Explanation: The first attempt simulates a network failure, the second is a non-2xx response, and the third has an invalid body format. No usable response is found.

Input: ('token', 'token', [{'status': 200, 'body': {'items': []}}], [(2, 5, 'x')])

Expected Output: {'result': 'ok', 'records': [(2, 5, 'x')], 'inserted': 0, 'updated': 0, 'ignored': 0, 'errors': 0}

Explanation: A valid response is found immediately, but it contains no items, so the stored data stays the same.

Input: ('abc', 'abc', [], [(5, 7, 'saved')])
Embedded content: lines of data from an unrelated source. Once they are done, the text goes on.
PR #2565, opened 2022-07-14
[refactor] Using filter operator instead of for loops

maldil:
Using Python "filter" operators rather than Python `for` loops is more pythonic and succinct. What do you think about the change?

### DIFF
--- a/reframe/core/fixtures.py
+++ b/reframe/core/fixtures.py
@@ -336,10 +336,7 @@ class FixtureRegistry:
     def _filter_valid_environs(self, part, candidate_environs):
         ret = []
         environs = self._env_by_part[part]
-        for e in candidate_environs:
-            if e in environs:
-                ret.append(e)
-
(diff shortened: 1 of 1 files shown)


reframe/core/fixtures.py
```diff
@@ -336,10 +336,7 @@ def _filter_valid_partitions(self, candidate_parts):
     def _filter_valid_environs(self, part, candidate_environs):
         ret = []
         environs = self._env_by_part[part]
-        for e in candidate_environs:
-            if e in environs:
-                ret.append(e)
-
+        ret = list(filter(lambda e:e in environs, candidate_environs))
```
vkarak, line 339: I would probably go for a list comprehension which is even more Pythonic ;-)

vkarak (changes requested):

vkarak:
Replaced by #2573.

Expected Output: {'result': 'fetch_error', 'records': [(5, 7, 'saved')], 'inserted': 0, 'updated': 0, 'ignored': 0, 'errors': 0}

Explanation: There are no fetch attempts at all, so no valid response can be chosen and the database remains unchanged.

Solution

def solution(provided_token, expected_token, attempts, existing_records):
    def snapshot(db):
        return sorted((record_id, ts, message) for record_id, (ts, message) in db.items())

    db = {}
    for record_id, ts, message in existing_records:
        db[record_id] = (ts, message)

    if provided_token != expected_token:
        return {
            'result': 'auth_error',
            'records': snapshot(db),
            'inserted': 0,
            'updated': 0,
            'ignored': 0,
            'errors': 1
        }

    errors = 0
    items = None

    for attempt in attempts:
        if not isinstance(attempt, dict):
            errors += 1
            continue

        status = attempt.get('status')
        body = attempt.get('body')

        if type(status) is not int or not (200 <= status <= 299):
            errors += 1
            continue

        if not isinstance(body, dict):
            errors += 1
            continue

        body_items = body.get('items')
        if not isinstance(body_items, list):
            errors += 1
            continue

        items = body_items
        break

    if items is None:
        return {
            'result': 'fetch_error',
            'records': snapshot(db),
            'inserted': 0,
            'updated': 0,
            'ignored': 0,
            'errors': errors
        }

    inserted = 0
    updated = 0
    ignored = 0

    for item in items:
        if not isinstance(item, dict):
            ignored += 1
            continue

        record_id = item.get('id')
        ts = item.get('timestamp')
        message = item.get('message')

        if type(record_id) is not int or type(ts) is not int or not isinstance(message, str):
            ignored += 1
            continue

        if record_id not in db:
            db[record_id] = (ts, message)
            inserted += 1
        else:
            current_ts, _ = db[record_id]
            if ts >= current_ts:
                db[record_id] = (ts, message)
                updated += 1
            else:
                ignored += 1

    return {
        'result': 'ok',
        'records': snapshot(db),
        'inserted': inserted,
        'updated': updated,
        'ignored': ignored,
        'errors': errors
    }

Time complexity: O(E + A + K), where E is the number of existing records, A is the number of fetch attempts scanned until a valid one is found (or all attempts if none is valid), and K is the number of items in the chosen response. Space complexity: O(E), for the in-memory database map.

Hints

  1. A hash map keyed by record id makes database upserts efficient.
  2. Separate the problem into three phases: authenticate, find the first usable response, then parse and apply item updates.